Affirmation du virage libéral
Sur le volet fiscal précisément, le budget du RN concentre les baisses d’impôts sur les entreprises et les classes moyennes. Avec un important coup de pouce sur le pouvoir d’achat, via une TVA réduite sur l’énergie et nulle sur « 100 produits de première nécessité ». Les deux mesures coûteraient plus de 14 millions d’euros. En revanche, elles pourraient potentiellement entrer en contradiction avec les règles européennes sur la distorsion de concurrence, notamment en matière d’énergie. Le parti à la flamme envisage également un dégel des prestations sociales (3,61 milliards d’euros), et chiffre à 1,5 milliard le montant de sa réforme des retraites pour l’année 2026. Loin, très loin des 35 milliards calculés en 2024 par l’Institut Montaigne, sur la base du programme qui avait été présenté pour les législatives anticipées.

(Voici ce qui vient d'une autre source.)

PR #673, opened 2022-07-27
PrintDone handling fix (OctoKlipper)

encetamasb:
Job data is empty in status updates after PrintDone when using octoklipper.
Filename of job might be under data key in event metadata.


kennethjiang:
@encetamasb I fixed it with https://github.com/TheSpaghettiDetective/obico-server/commit/96a9a14688ece03f6803c7cb11b8f065bd1012ae

PR #682, opened 2022-08-24
Disallow multiple connections using the same token

encetamasb:


encetamasb:
@kennethjiang This is the core idea. Unideal part is the +1 layer group message per new connection. 

There is a custom error code (4321) hiding in the commit, at plugin side that condition can be handled. With current plugins the printers are going to keep reconnecting and kicking each other out every time. I would wait for at least 2 connect-disconnect cycles with 4321 error code, and then report that for the user (popup in octoprint).

kennethjiang:
@encetamasb It looks good. Can you make the change to the plugin side? I think in case of error code 4321, the plugin should just stop reconnecting, and show the error.

kennethjiang:
@encetamasb Pushed to master but github didn't close it automatically.

PR #683, opened 2022-08-24
Modify .env instead of compose file

zayigo:
To keep consistency with the [email setup](https://www.obico.io/docs/server-guides/configure/#email-smtp) I think it would be better to set all parameters in the `.env` file instead of telling the user to modify `docker-compose.yml` (arguably more sensitive to errors)


kennethjiang:
Thank you @zayigo !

Le virage libéral et pro-entreprises, entamé par le RN depuis l’arrivée de Jordan Bardella à la tête du parti, s’affirme avec une baisse des impôts de production (CFE, C3S et CVAE) pour 16,2 milliards d’euros. Il n’est plus question du doublement de la taxe exceptionnelle sur les entreprises de transport maritime, qui figurait encore dans les orientations budgétaires présentées en 2024. « Nous sommes toujours sur une relance keynésienne, mais la vision étatiste de Marine Le Pen recule, ne serait-ce qu’à cause du flou sur les retraites, à la faveur de mesures destinées à séduire les entreprises », note encore Éric Delannoy. « Ils veulent faire la démonstration qu’ils ont compris comment fonctionnent les dynamiques économiques chères aux chefs d’entreprise. »

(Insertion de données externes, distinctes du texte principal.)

PR #47, opened 2017-07-07
filling the payload object

BinaryBeard:
When we init with a dictionary that was a JSON object, there is no Payload. We have to move all root level objects to the payload and convert them to data

# Test Case

Create a function in AWS Lambda

**My_Function**
```
'use strict';

exports.handler = (event, context, callback) => {
    console.log('Received event: %s', JSON.stringify(event, null, 2));
    vat object = event;
    event.another = "Test";
    event.object = { "hello": "world" };
    callback(null, object);
};
```

Using this AWS CLI command with the `input.txt`, you will get the response `outputfile.txt` below.

**AWS CLI lambda command**
```
aws lambda invoke \
--invocation-type RequestResponse \
--function-name My_Function \
--region us-east-1 \
--payload file://~/input.txt \
outputfile.txt
```

**input.txt**
```
{
    "action": "start"
}
```

**Command Line Output**
```
{
    "StatusCode": 200
}
```

**outputfile.txt**
```
{
    "action": "start",
    "another": "Test",
    "object": {
        "hello": "world"
    }
}
```

Using the Lambda portion of the SDK, `.payload = nil`. We expect:

```
.payload = [    
    "action": "start"
    "another": "Test"
    "object": [
        "hello": "world"
    ]
]
```

### DIFF
--- a/Sources/AWSSDKSwift/Services/lambda/Lambda_Shapes.swift
+++ b/Sources/AWSSDKSwift/Services/lambda/Lambda_Shapes.swift
@@ -873,10 +873,11 @@ extension Lambda {
         }
 
         public init(dictionary: [String: Any]) throws {
-            self.statusCode = dictionary["StatusCode"] as? Int32
-            self.logResult = dictionary["X-Amz-Log-Result"] as? String
-            self.payload = dictionary["Payload"] as? Data
-            self.functionError = dictionary["X-Amz-Function-Error"] as? String
+            var mutableDictionary = dictionary
+            self.statusCode = mutableDictionary.removeValue(forKey: "StatusCode") as? Int32
+            self.logResult = mutableDictionary.removeValue(forKey: "X-Amz-Log-Result") as? String
+            self.functionError = mutableDictionary.removeValue(forKey: "X-Amz-Function-Error") as? String
+            self.payload = mutableDictionary["Payload"] != nil ? mutableDictionary.removeValue(forKey: "Payload") as Data? : NSKeyedArchiver.archivedData(withRootObject: mutableDictionary)
         }
     }
 


noppoMan:
@BinaryBeard 
Thanks for your PR.
Actually almost files in AWSSDKSwift are automatically generated by [CodeGenerator](https://github.com/noppoMan/aws-sdk-swift/blob/master/Sources/CodeGenerator). 
(Although it is hard to find a bit, there is a description [DO NOT EDIT] on the top of the files.)
So if we want to change something, need to edit CodeGenerator.(Current code of it is too redundant to maintain. sorry.)

In order to solve this case, we may need to implement middleware or something like that to process the response body as well as request.

My an idea is here.

**Sources/AWSSDKSwift/Middlewares/lambda/LambdaResponseMiddleware.swift**
```swift
public protocol AWSResponseMiddleware {
    func chain(request: AWSRequest, request: Response) throws -> Response
}

struct LambdaResponseMiddleware: AWSResponseMiddleware {
    func chain(request: AWSRequest, request: Response) throws -> Response {
        switch request.operation {
        case "invoke":
             // code for processing response body
             // ..........
             return newResponse
         default:
             return response
        }
    }
}
```

**Sources/AWSSDKSwift/Services/lambda/Lambda_Shapes.swift**
```swift
public struct Lambda {

    let client: AWSClient

    public init(accessKeyId: String? = nil, secretAccessKey: String? = nil, region: AWSSDKSwiftCore.Region? = nil, endpoint: String? = nil) {
        self.client = AWSClient(
            accessKeyId: accessKeyId,
            secretAccessKey: secretAccessKey,
            region: region,
            service: "lambda",
            serviceProtocol: ServiceProtocol(type: .restjson),
            apiVersion: "2015-03-31",
            endpoint: endpoint,
            requestMiddlewares: [], // I changed here
            responseMiddlewares: [LambdaResponseMiddleware()], // I changed here
            possibleErrorTypes: [LambdaError.self]
        )
    }
}
```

Au titre des recettes nouvelles, le RN vise la bagatelle de 31 milliards. Opposé à la taxe Zucman, le parti propose plutôt « un impôt sur la fortune financière » pour 4 milliards d’euros et une augmentation de 33 % de la taxe sur les rachats d’actions, espérant atteindre un rendement de 8,4 milliards. Enfin, son plan de lutte contre les fraudes doit permettre de dégager 3,5 milliards. Là encore, le chiffrage semble particulièrement optimiste, quand le gouvernement espère tirer 1,5 milliard du plan de lutte contre les fraudes sociales et fiscales présenté mi-octobre. Un montant qui n’est « pas crédible » a déjà averti le Haut conseil des finances publiques, au vu de la progression des recettes issues des contrôles fiscaux ces dernières années.